Il y a cinq ans, la France éliminait l'Espagne en quarts de finale de "son" Mondial, à Madrid. Derrière, on s'imaginait un chemin vers la gloire et un clash avec Team USA en finale. Sauf que de l'aveu de tous ceux qui ont créé cet exploit de l'époque, l'approche n'a pas été la bonne une fois la Roja terrassée. La Serbie était venue doucher les rêves tricolores en renversant les Bleus, finalement troisièmes de la compétition après un succès face à la Lituanie. Nicolas Batum et ses coéquipiers doivent impérativement garder à l'esprit que rien n'est fait et que n'importe quelle des trois équipes encore en lice représente un danger mortel.

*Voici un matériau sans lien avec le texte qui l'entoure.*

Issue #996, opened 2026-01-09
Proposal: Optimize Message representation via native Go types


emil14:
## Problem Statement

Currently, the Neva runtime (primarily in `internal/runtime/message.go`) wraps all values in a `Msg` interface and its concrete implementations (e.g., `IntMsg`, `ListMsg`, `DictMsg`). This provides a uniform interface but causes significant memory and performance overhead for data-heavy applications.

A list of integers such as `[1, 2, 3]` is currently represented as a `ListMsg` wrapping a `[]Msg`, where each element is an `IntMsg` wrapping an `int64`. This results in:

1. **Memory Inefficiency**: Each element requires an interface allocation and a wrapper struct, rather than being part of a contiguous native slice.
2. **Access Overhead**: Every operation on an element requires an interface method call or a type assertion, which slows down recursive operations and iteration.

## Proposed Optimization

The goal is to allow composite messages to store native Go types directly when they follow a "primitive-only" or "purely composite" recursive structure.

### Target Representative Structures (Pseudocode)

```
P (Primitive) = int | float | string | bool
S (Slice)     = []P | []C
M (Map)       = map[string, P | C]
C (Composite) = S | M
```

_(Where `int` and `float` map to Go's `int64` and `float64` respectively)._

By allowing the `Msg` container to hold these native Go representations (e.g., `[]int64`, `map[string]string`, or nested native structures), we can significantly "save some time and space" while still satisfying the necessary interface.

### 1. Recursive Operations

This optimization must be carefully designed because the runtime relies on several recursive operations (e.g., `Msg.Equal`, `Match`, `MarshalJSON`). It is not immediately clear how to efficiently support a mix of native Go representations and the existing wrapped representations in these functions without significantly increasing complexity.

### 2. Interface Consistency

The `Msg` interface currently expects methods like `List()` to return `[]Msg` and `Dict()` to return `map[string]Msg`. If we use native representations internally, we need to decide whether to:

- Lazily wrap native types when these methods are called (potentially negating performance gains).
- Modify the interface to return more flexible types, which would have a broad impact on the codebase.

### 3. Broadness of Scope

While the initial focus is on the hierarchical primitives/composites described above, this optimization methodology might eventually be applicable to a broader range of messages (e.g., `StructMsg`, `UnionMsg`).

---

P.S. We could start from supporting basic stuff like `[]bool|int|string` and `map[string, bool|int|string]` and not think about recursion. This already could give some performance gain

PR #1004, opened 2026-01-18
Redesign runtime `Msg`

emil14:
### Motivation
- Replace the previous interface-based message representation with a compact tagged-union to reduce allocations and interface dispatch on hot paths.
- Centralize equality/JSON/match semantics to ensure correctness while enabling faster comparisons and iteration.
- Update runtime transport and native funcs to use the new `Msg` API so hot-path ops (`List()`, `Dict()`, struct/union access) avoid unnecessary boxing.
- Make generated code and compiler templates produce and consume the new representation consistently.

### Description
- Replaced the old `Msg` interface and concrete `*Msg` types with a single `Msg` tagged-union struct and `MsgKind`, plus constructor helpers like `NewBoolMsg`, `NewIntMsg`, `NewFloatMsg`, `NewStringMsg`, `NewListMsg`, `NewDictMsg`, `NewStructMsg`, `NewUnionMsg` and `NewUnionMsgNoData` (see `internal/runtime/message.go`).
- Implemented compact storage for primitives (bits/string) and `val any` for composite values, and centralized `Equal`, `MarshalJSON`, `String`, and `Match` logic to operate on the new `Msg` (see `internal/runtime/message.go`).
- Updated runtime APIs and hot-path code to use the new representation and zero-value `Msg{}` as the sentinel for “no data”, including `program` receive/send paths, `interceptors`, `match`/`switch`/`fan_in` handlers and others (see changes in `internal/runtime/program.go`, `internal/runtime/interceptors.go`, and `internal/runtime/funcs/*`).
- Adjusted compiler backend and templates to emit `runtime.Msg{}` for empty configs, use `NewUnionMsgNoData` for tag-only unions, and to call `.IsStruct()/.Struct()` or `.IsUnion()/.Union()` instead of previous type assertions (see `internal/compiler/backend/golang/backend.go`, `internal/compiler/backend/golang/tpl.go`, and generated exports updates).
- Added unit tests and micro-benchmarks for message operations to validate correctness and measure improvements (`internal/runtime/message_test.go` and `internal/runtime/message_bench_test.go`), and documented the change in `AGENTS.md`.

### Testing
- Ran `make build` (invokes builds/tests); the runtime and most packages compiled and tests ran, but CI-local example `examples/http_get` failed due to external network restrictions (test reports: "Domain forbidden").
- Ran `go test ./...`; the majority of unit and e2e packages passed, but `examples/http_get` failed for the same network restriction, causing an overall test failure.
- Ran `golangci-lint run ./...`; this did not complete due to the linter binary being built with an older Go version than the repository target (Go 1.24 vs 1.25).
- Added benchmarks (`BenchmarkMsgListIter`, `BenchmarkMsgDictLookup`, `BenchmarkMsgEqualList`, `BenchmarkMsgStructGet`) that exercise iteration, lookup, equality, and struct access and are included in the tree for performance evaluation.

------
[Codex Task](https://chatgpt.com/codex/tasks/task_e_6963a6e35660832d93f6b1ebd45421fb)

===

Below is a detailed explanation of how the current tagged‑union Msg design works (as implemented in the latest commit), with emphasis on the bits/any tricks, negative number handling, and why reflect/unsafe were not used. I’ll also explicitly tie this back to the ideas in the “Proposal: Optimize Message representation via native Go types #996”. All references are to the current repo state you asked about.

1. How the new Msg design works (tagged‑union + bits + any)
1.1. Tagged‑union layout
The new Msg is a single struct that uses:

a tag (MsgKind) to know what kind of value is stored,

a fixed bits uint64 field for fast inline storage of numeric/boolean values,

a str string field for string payloads, and

a val any field for composite payloads ([]Msg, map[string]Msg, StructMsg, UnionMsg).
This is all defined in internal/runtime/message.go.

The key shape is:

type Msg struct {
    kind MsgKind
    bits uint64
    str  string
    val  any
}
Because kind tells you which field is “live,” no interface dispatch is needed to read a value: the accessor (Int(), Float(), List(), etc.) just checks the tag and reads the expected field. The tag check is in mustKind, which panics on invalid access, keeping correctness intact while staying cheap in the hot path.

1.2. The bits trick
The bits uint64 field stores small primitive payloads compactly:

bool is stored as bits = 1 for true, 0 for false.

int64 is stored by casting to uint64 (so it preserves the bit pattern).

float64 is stored using math.Float64bits / Float64frombits (the exact IEEE‑754 bit pattern is round‑tripped).

Constructors show this explicitly:

NewBoolMsg sets bits = 1 for true.

NewIntMsg sets bits = uint64(n).

NewFloatMsg sets bits = math.Float64bits(n).
Accessors reverse this: Bool() checks bits==1, Int() casts bits back to int64, Float() uses math.Float64frombits.

1.3. The any trick
The val any field is used only for composite values:

List() returns msg.val.([]Msg)

Dict() returns msg.val.(map[string]Msg)

Struct() returns msg.val.(StructMsg)

Union() returns msg.val.(UnionMsg)

This keeps composite values “boxed” in a single Msg value rather than through a hierarchy of interface values. The constructors NewListMsg, NewDictMsg, NewStructMsg, NewUnionMsg store the composite payload in val and set the appropriate MsgKind.

1.4. Centralized equality / JSON / match semantics
Equality and JSON formatting are now centralized in Msg, so the runtime doesn’t bounce through type-specific methods and interface dispatch:

Msg.Equal compares tags and then compares the correct backing storage (bits, str, slices/maps, or struct/union types).

Msg.MarshalJSON delegates to the correct representation (primitives, list, dict, struct, union).

Match handles union match logic using tag + optional data check. The logic is equivalent to the previous behavior but performed on the new union value directly (with the hasData bit).

This centralization also makes it easier to reason about correctness: only one place to adjust equality or JSON formatting.

2. How negative numbers are stored
Negative integers are stored through the uint64 cast:

func NewIntMsg(n int64) Msg {
    return Msg{kind: MsgKindInt, bits: uint64(n)}
}
func (msg Msg) Int() int64 {
    return int64(msg.bits)
}
Go’s integer casts preserve the two’s‑complement bit pattern, so a negative int64 value becomes a uint64 with the same raw bits. When it’s cast back to int64, the original negative number is recovered. This is safe and lossless for all int64 values. The behavior is in NewIntMsg and Int() respectively.

3. Why no reflect, no unsafe, no runtime package tricks?
3.1. No reflect
Using reflect would:

reintroduce dynamic dispatch and allocations (especially for composite iteration and equality),

complicate the hot path with type switches on reflect.Kind, and

make correctness harder to guarantee (e.g., reflect.DeepEqual is slower and has edge cases).

The current design uses explicit tags and typed accessors, which is faster and more predictable. All runtime dispatch is already O(1) through a switch on MsgKind. That’s directly visible in Msg.Equal, Msg.MarshalJSON, and Msg.String.

3.2. No unsafe
unsafe could theoretically pack more data or avoid bounds checks, but it risks undefined behavior across Go versions and architectures. Given Neva’s emphasis on correctness and portability (multi‑arch builds in make build), staying in safe Go is consistent with the runtime’s long‑term stability. The new approach already avoids interface allocations without unsafe tricks.

3.3. “runtime” package tricks
Direct runtime package usage (e.g., runtime.memmove or internal layout assumptions) would introduce:

implementation‑detail coupling to Go’s runtime,

stricter version constraints (breaking with Go upgrades),

unclear portability for different architectures.

Given the performance gains already captured by eliminating interface dispatch in message handling, it’s not necessary at this stage.

3.4. Alternatives that were effectively chosen
The tagged‑union approach is essentially the best low‑level alternative to reflect/unsafe in Go:

explicit tagging,

fixed layout for primitives,

minimal boxing for composites.

This is already implemented in Msg and its accessors. It’s a classic approach in high‑performance Go code when you want predictable hot‑path behavior. 

4. Relationship to “Proposal: Optimize Message representation via native Go types #996”
The issue proposes native composite storage (e.g., []int64, map[string]string, etc.) to avoid []Msg and map[string]Msg overhead. The new tagged‑union design does not yet store native composite slices or maps, but it lays the groundwork for that direction by:

Centralizing composite decoding in Msg.List() / Msg.Dict(), so we can later extend them to detect “native list/map” encodings without changing call sites. The accessors are already centralized and are the sole place to retrieve composites.

Making Msg a flat struct, so future composite variants can be stored in val any with new internal types (e.g., []int64 or map[string]string) and recognized in List() / Dict() or in new helper methods.

Centralizing equality and JSON so that future composite variants can be handled without refactoring all runtime funcs or compiler code. The switch on MsgKind is the single dispatch point to extend. 

In other words: the new design doesn’t yet implement the “native composite storage” proposed in #996, but it makes it feasible without another large refactor. The hot‑path methods (List, Dict, Equal, MarshalJSON, Match) are centralized and ready for extension.

What the proposal would still require
To fully implement #996’s idea, you’d need:

additional internal composite variants (e.g., listInt64, listString types),

expanded List()/Dict() to either return []Msg/map[string]Msg or provide “fast path” iterators for native composites,

or introduce new accessors (e.g., ListInt64()), which would be a more invasive API change.

The current design doesn’t do this yet, but it is compatible with the incremental approach suggested in the proposal (e.g., start with []bool|int|string and map[string]bool|int|string and treat them as special composite variants stored in val). The single tagged‑union struct makes that evolution straightforward.

5. Additional design details you asked about
5.1. MsgKind and sentinel values
MsgKindInvalid (tag = 0) is the sentinel “empty” message. Msg.IsValid() simply checks that kind != MsgKindInvalid. This is used in generated code to detect empty results without relying on nil (since Msg is no longer an interface).

5.2. Union “no data” semantics
Unions now track whether they contain data using the hasData bool in UnionMsg. The constructors NewUnionMsg and NewUnionMsgNoData set hasData appropriately. Match logic uses hasData to preserve the pattern‑matching behavior (tag only vs. tag+payload).

5.3. Compiler and generated code changes
The compiler backend now emits:

runtime.Msg{} as the “empty config” sentinel,

runtime.NewUnionMsgNoData for tag-only unions,

typed conversions for list/dict/struct/union fields in getMsgFromGo and getGoFromMsg.
These changes ensure that runtime and generated code align with the new Msg struct representation. 

6. Summary of key benefits (performance rationale)
Eliminated interface dispatch in hot paths like List(), Dict(), Equal(), MarshalJSON().

Reduced allocations: primitives are stored inline in a single struct; composite containers do not require extra wrapper structs per element.

Tighter cache behavior: Msg is a compact struct with small fixed‑size fields and a single any for composites.

These benefits are particularly important in runtime funcs like list and dict operations (e.g., list iteration, dict lookup). The new benchmarks were specifically added to measure this (BenchmarkMsgListIter, BenchmarkMsgDictLookup, etc.).

===

Below is a detailed, source‑anchored explanation of why bits uint64 is used for booleans, what alternatives exist, and why strings remain string rather than []byte in the current design. I’m not modifying any code per your instruction.

1. Why booleans use a 64‑bit field (vs 8‑bit or bit‑packing)
1.1. The actual layout goal: fast, fixed‑shape Msg
The current Msg struct is designed to be a fixed‑shape tagged union with minimal branching, so all payloads (bool/int/float) fit in the same inline slot (bits uint64). This eliminates per‑type allocations and avoids interface dispatch in hot paths. The struct uses one tag plus fixed payload fields: bits uint64, str string, and val any.

1.2. Why bits is always 64‑bit
Using a single 64‑bit slot for all numerics and bool yields:

No extra switching or per‑type storage fields inside Msg (we don’t need bool boolVal, int64 intVal, float64 floatVal, etc.).

Predictable layout across platforms and versions.

Fast accessors: Bool(), Int(), and Float() just reinterpret bits based on the MsgKind.
This behavior is encoded in constructors and accessors:
NewBoolMsg sets bits = 1 if true, 0 otherwise; Bool() reads bits == 1; NewIntMsg casts to uint64, Int() casts back; NewFloatMsg uses Float64bits/Float64frombits.

1.3. “But bool only needs 1 byte”
That is true at the value level, but struct layout and access cost matter more here than absolute byte size:

The struct already contains str string (two machine words) and val any (an interface header). The incremental memory difference between a 1‑byte bool and an 8‑byte uint64 is negligible in the overall Msg footprint.

If we used a smaller bool field and a separate field for int/float, we’d either add more branching or grow the struct with multiple typed fields, which can increase size and reduce cache locality.

A single uint64 keeps the code path uniform and avoids extra branching in hot paths like Equal, String, or MarshalJSON which all use the bits slot directly based on MsgKind.

1.4. Could we bit‑pack booleans more tightly?
Technically yes, but the cost would be:

introducing bit masking/shift ops and/or

extra fields or special‑case code paths
That would add complexity and risk branch mispredicts in the hot path. The current design optimizes for predictability and minimal dispatch, not maximum byte‑level compression.

2. Why string is stored as string and not []byte
2.1. Strings already have efficient representation in Go
A string in Go is a read‑only header (pointer + length) and is immutable. That immutability allows:

safe sharing without copies,

efficient hashing and equality, and

direct JSON encoding without conversions.

The Msg type uses the str string field for string values, and MarshalJSON directly calls json.Marshal(msg.Str()) — no extra conversions needed.

2.2. Using []byte would increase complexity
If strings were stored as []byte, you’d need to:

clone or freeze slices to preserve immutability (to avoid aliasing bugs),

convert []byte to string for JSON or for any string comparison, which allocates unless you use unsafe,

and ensure that code calling Str() doesn’t accidentally mutate internal buffers.

Since many runtime funcs and interceptors treat strings as immutable values (e.g., formatting in interceptors, string concatenations, comparisons), string is the safer, zero‑copy type for “message” semantics. The debug interceptor, for example, formats string messages directly using msg.Str() with quoting; that would require additional conversions if []byte were used internally.

2.3. Would []byte help performance?
Usually, not in this context. The runtime message layer is not doing large byte‑level operations on strings; it primarily passes them through. The more common operations in the runtime are:

equality (Msg.Equal),

JSON serialization,

matching and routing.
These are better served by string. If we introduced []byte, we’d likely pay more conversion costs than we’d save.

3. Alternatives considered and tradeoffs (summary)
Option	Benefits	Downsides
Single uint64 bits for bool/int/float	Fast, uniform, minimal branching	“Wastes” bytes for bool, but overall Msg size dominated by other fields
Separate bool field	Saves bytes for bool	Adds fields/branches, expands struct or complicates accessors
Bit‑packing multiple booleans	Best memory density	Adds complexity and potentially hurts hot‑path CPU performance
string storage	Immutable, zero‑copy, cheap equality	None significant for this use case
[]byte storage	Potentially mutable	Requires conversions or unsafe; higher complexity/risk
4. Direct answer to your concern (in one paragraph)
Yes, booleans are stored in a 64‑bit slot even though they need fewer bits, but the design optimizes for uniform access and minimal branching, and the incremental memory is negligible compared to the string and any fields already present in Msg. The choice avoids multiple payload fields or bit‑packing complexity and keeps Equal/MarshalJSON/String fast and predictable. Similarly, strings are stored as string because it is immutable, efficient for equality/JSON, and avoids conversions; moving to []byte would likely increase allocations or require unsafe without meaningful performance wins in the runtime’s current workloads.


internal/runtime/funcs/match.go
```diff
@@ -75,8 +75,13 @@ func (matchSelector) Create(io runtime.IO, _ runtime.Msg) (func(ctx context.Cont
...
 			}
 
-			if u, ok := resMsg.(runtime.UnionMsg); ok {
-				resMsg = u.Data()
+			if resMsg.IsUnion() {
+				unionMsg := resMsg.Union()
+				if unionMsg.HasData() {
+					resMsg = unionMsg.Data()
+				} else {
+					resMsg = runtime.Msg{}
```
emil14: ???

internal/runtime/funcs/fan_in.go
```diff
@@ -26,7 +26,7 @@ func (fanIn) Create(io runtime.IO, _ runtime.Msg) (func(ctx context.Context), er
 				return
 			}
 
-			if !resOut.Send(ctx, dataMsg) {
+			if !resOut.Send(ctx, dataMsg.Msg) {
```
emil14: ?

internal/runtime/message.go
```diff
@@ -18,223 +19,255 @@ func (o OrderedMsg) String() string {
...
+func (msg Msg) IsUnion() bool {
+	return msg.kind == MsgKindUnion
 }
 
-// --- STRING ---
-type StringMsg struct {
-	internalMsg
-	v string
+func (msg Msg) Bool() bool {
+	msg.mustKind(MsgKindBool, "Bool")
```
emil14: do we need this? I guess this is replacement for old panic from base class

internal/runtime/message.go
```diff
@@ -18,223 +19,255 @@ func (o OrderedMsg) String() string {
...
+	msg.mustKind(MsgKindString, "Str")
+	return msg.str
 }
 
-func (msg StringMsg) Equal(other Msg) bool {
-	otherString, ok := other.(StringMsg)
-	return ok && msg.v == otherString.v
+func (msg Msg) List() []Msg {
+	msg.mustKind(MsgKindList, "List")
+	return msg.val.([]Msg)
```
emil14: I guess we still don't utilize types like `[]int` or `[]string`

internal/runtime/message.go
```diff
@@ -18,223 +19,255 @@ func (o OrderedMsg) String() string {
...
+		return msg.Union().String()
+	default:
+		return "<unknown>"
+	}
+}
+
+func (msg Msg) MarshalJSON() ([]byte, error) {
+	switch msg.kind {
+	case MsgKindInvalid:
+		return []byte("null"), nil
```
emil14: invalid value is not null, even panic is better

internal/runtime/message.go
```diff
@@ -350,70 +382,140 @@ func (msg UnionMsg) Tag() string {
...
 
-func NewUnionMsg(tag string, data Msg) UnionMsg {
+func newUnionMsg(tag string, data Msg) UnionMsg {
 	return UnionMsg{
-		internalMsg: internalMsg{},
-		tag:         tag,
-		data:        data,
+		tag:     tag,
+		data:    data,
+		hasData: data.IsValid(),
```
emil14: oh I see, so "invalid" message is actually usefull... this is not good, we can't panic

internal/runtime/message.go
```diff
@@ -350,70 +382,140 @@ func (msg UnionMsg) Tag() string {
...
+	}
+
+	if !msgUnion.hasData {
+		return true
 	}
 
 	return msgUnion.data.Equal(patternUnion.data)
 }
+
+func equalMsgSlices(left []Msg, right []Msg) bool {
```
emil14: slices->lists

internal/runtime/message.go
```diff
@@ -350,70 +382,140 @@ func (msg UnionMsg) Tag() string {
...
+	}
+	for i := range left {
+		if !left[i].Equal(right[i]) {
+			return false
+		}
+	}
+	return true
+}
+
+func equalMsgMaps(left map[string]Msg, right map[string]Msg) bool {
```
emil14: why do we need this?

internal/runtime/message_bench_test.go
```diff
@@ -0,0 +1,84 @@
+package runtime_test
```
emil14: CRITICAL BLOCKER: we must implement some kind of **E2E** benchmark before we can merge this branch. First we need to add that to `main`, then merge here and only then see improvement. These unit benchmarks _could_ be useful but they are not what we _need_

internal/runtime/message.go
```diff
@@ -18,223 +19,255 @@ func (o OrderedMsg) String() string {
...
-	v string
+func (msg Msg) Bool() bool {
+	msg.mustKind(MsgKindBool, "Bool")
+	return msg.bits == 1
 }
 
-func (msg StringMsg) Str() string { return msg.v }
+func (msg Msg) Int() int64 {
+	msg.mustKind(MsgKindInt, "Int")
+	return int64(msg.bits)
```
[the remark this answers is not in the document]
emil14: Negative ints are stored as the raw int64 two's-complement bit pattern inside uint64 and cast back on read. I also added TestIntMsgNegativeRoundTrip to lock this behavior.

internal/runtime/message.go
```diff
@@ -18,223 +19,255 @@ func (o OrderedMsg) String() string {
...
 }
 
-// --- DICT ---
-type DictMsg struct {
-	internalMsg
-	v map[string]Msg
+func (kind MsgKind) String() string {
+	switch kind {
+	case MsgKindInvalid:
+		return "invalid"
```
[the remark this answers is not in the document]
emil14: Fixed. Invalid Msg no longer serializes as null in this path; it now panics.

internal/runtime/message.go
emil14: Addressed in follow-up changes and now outdated; latest fixes are in commit 4b335dc3.

internal/runtime/message.go
```diff
@@ -18,223 +19,255 @@ func (o OrderedMsg) String() string {
...
 }
 
-func NewStringMsg(s string) StringMsg {
-	return StringMsg{
-		internalMsg: internalMsg{},
-		v:           s,
-	}
+func (msg Msg) Dict() map[string]Msg {
+	msg.mustKind(MsgKindDict, "Dict")
+	return msg.val.(map[string]Msg)
```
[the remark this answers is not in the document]
emil14: Addressed in follow-up changes and now outdated; latest fixes are in commit 4b335dc3.

internal/runtime/message.go
emil14: Addressed in follow-up changes and now outdated; latest fixes are in commit 4b335dc3.

internal/runtime/message.go
```diff
@@ -256,25 +289,23 @@ func (msg StructMsg) get(name string) (Msg, bool) {
...
+	return result
+}
 
-	jsonString := string(jsonData)
-	jsonString = strings.ReplaceAll(jsonString, ":", ": ")
-	jsonString = strings.ReplaceAll(jsonString, ",", ", ")
-
-	return []byte(jsonString), nil
+func (msg StructMsg) MarshalJSON() ([]byte, error) {
+	return marshalMapWithSpaces(msg.Map())
```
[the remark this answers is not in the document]
emil14: Addressed in follow-up changes and now outdated; latest fixes are in commit 4b335dc3.

internal/runtime/message.go
```diff
@@ -350,70 +382,140 @@ func (msg UnionMsg) Tag() string {
 	return msg.tag
 }
 
+func (msg UnionMsg) HasData() bool {
+	return msg.hasData
+}
+
 func (msg UnionMsg) Data() Msg {
+	if !msg.hasData {
+		return Msg{}
```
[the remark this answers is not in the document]
emil14: Addressed in follow-up changes and now outdated; latest fixes are in commit 4b335dc3.

internal/runtime/message.go
emil14: Addressed in follow-up changes and now outdated; latest fixes are in commit 4b335dc3.

emil14:
Heads-up: I split out JSON-format correctness fixes into #1030 (safe spacing outside strings + union data JSON quoting/escaping) so this can merge on NAME:
   neva - Dataflow programming language with static types and implicit parallelism

USAGE:
   neva [global options] command [command options] 

COMMANDS:
   version  Get current Nevalang version
   upgrade  Upgrade to newest Nevalang version
   new      Create new neva project
   get      Add dependency to current module
   run      Build and run neva program from source code
   build    Build neva program
   osarch   List supported OS/architecture combinations for native target
   doc      Search the standard library for symbols using regular expressions
   help, h  Shows a list of commands or help for one command

GLOBAL OPTIONS:
   --help, -h  show help without waiting for message-representation redesign.\n\nAfter rebasing #1004, please port/cherry-pick equivalent changes from #1030 to preserve the same formatting guarantees in the new  implementation.

emil14:
Heads-up: I split out JSON-format correctness fixes into #1030 (safe spacing outside strings plus union data JSON quoting and escaping) so this can merge on main without waiting for message-representation redesign.\n\nAfter rebasing #1004, please port or cherry-pick equivalent changes from #1030 to preserve the same formatting guarantees in the redesigned message implementation.

internal/runtime/funcs/http.go
```diff
@@ -66,7 +66,7 @@ func (httpGet) Create(funcIO runtime.IO, _ runtime.Msg) (func(ctx context.Contex
 	}, nil
 }
 
-func respMsg(statusCode int, body []byte) runtime.StructMsg {
+func respMsg(statusCode int, body []byte) runtime.Msg {
 	return runtime.NewStructMsg([]runtime.StructField{
 		runtime.NewStructField("body", runtime.NewStringMsg(string(body))),
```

Bonne nouvelle : les Bleus ont l'air d'être complètement focus. On ne pensait pas que la première victoire française en compétition officielle contre les Etats-Unis donnerait lieu à une simple satisfaction de formalité. Les images du vestiaire tricolore après le succès légendaire face à Team USA sont même saisissantes. Evan Fournier qui rappelle à tout le monde qu'il reste deux matches. Rudy Gobert qui conseille à des coéquipiers de bien s'hydrater et absolument zéro euphorie sur les visages de tous les acteurs de l'exploit. Les désillusions passées et la personnalité de joueurs qui se frottent au quotidien à la mentalité américaine de la gagne en NBA font qu'il n'y aucun excès de confiance chez les Bleus.

Même la qualification automatique pour les Jeux Olympiques a été accueillie avec un calme olympien, alors qu'à une époque on se serait damnés pour une participation de l'équipe de France au plus grand événement sportif de la planète.